Set down the line that contains "This has been" and every line after it to the end of the entries, exactly as they stand and nothing more.

Exercise input below:

Issue #1422, opened 2019-05-20
Tag dropdown and then Project dropdown will not stay open in Extensions


ApocalypticFish:
* **OS version**: 10.14.4
* **Browser version**: Firefox 66.0.5
* **Extension version**: 1.35.6

#### Relevant integration (if any): Teamweek and Bitrise
https://app.teamweek.com/

### 🐛 Describe the bug
Press the Toggl integration button within an app
Click the Tag drop down
(It should immediately close itself again)
After doing this several times it began happening to the Projects drop down as well.
### Expected behaviour
To be able to select a tag or project
### Steps to reproduce
Listed above

### Other details or context
Conversation 21957864690
I reproduced this as well as the user and there's a GIF in the conversation if you're unable to reproduce.

lise-toggl:
[case](https://app.intercom.io/a/apps/ayixs927/inbox/inbox/3155115/conversations/22988136255)

gif showing how you can reproduce the issue:
![ezgif com-gif-maker](https://user-images.githubusercontent.com/50156618/61944860-03a31580-afe2-11e9-9c5e-e1b52949395b.gif)

DustinWoods:
This has been happening to for a while too. I'm using Firefox 69.0. It happens on Github and Asana pages, as well as the extension pop up. Happens more often than not.

DustinWoods:
![Peek 2019-09-18 10-52](https://user-images.githubusercontent.com/5541776/65172895-a5ebe200-da02-11e9-89a4-17e4b63f3cd4.gif)

**Workaround**: It seems if you right-click the tag drop down (or the project list dropdown) that the menu will stay open on the subsequent left click. See gif.

dooart:
there's a big chance this will be fixed by https://github.com/toggl/toggl-button/pull/1504

dooart:
nevermind, just tested it and the problem still happens. will schedule for next backlog cycle

DustinWoods:
@dooart Thank you! This one is a big deal for me.

DustinWoods:
I'd be happy to help troubleshoot this issue or gather more info if needed.

VeljkoTN:
conversations/23731381826 - video reproducing the issue included in one of the messages

DustinWoods:
Thank you!!! I'll report back here after I update the extension in my browser.

dooart:
[...]

PR #1517, opened 2019-10-04
fix(popup): Fix tag/project dropdown toggle in-page

nunofmn:
- 0c0a6e5 - **fix(popup): Fix tag/project dropdown toggle in-page**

End of Exercise input.

▶ [Task solution]
This has been happening to for a while too. I'm using Firefox 69.0. It happens on Github and Asana pages, as well as the extension pop up. Happens more often than not.

DustinWoods:
![Peek 2019-09-18 10-52](https://user-images.githubusercontent.com/5541776/65172895-a5ebe200-da02-11e9-89a4-17e4b63f3cd4.gif)

**Workaround**: It seems if you right-click the tag drop down (or the project list dropdown) that the menu will stay open on the subsequent left click. See gif.

dooart:
there's a big chance this will be fixed by https://github.com/toggl/toggl-button/pull/1504

dooart:
nevermind, just tested it and the problem still happens. will schedule for next backlog cycle

DustinWoods:
@dooart Thank you! This one is a big deal for me.

DustinWoods:
I'd be happy to help troubleshoot this issue or gather more info if needed.

VeljkoTN:
conversations/23731381826 - video reproducing the issue included in one of the messages

DustinWoods:
Thank you!!! I'll report back here after I update the extension in my browser.

dooart:
[...]

PR #1517, opened 2019-10-04
fix(popup): Fix tag/project dropdown toggle in-page

nunofmn:
- 0c0a6e5 - **fix(popup): Fix tag/project dropdown toggle in-page**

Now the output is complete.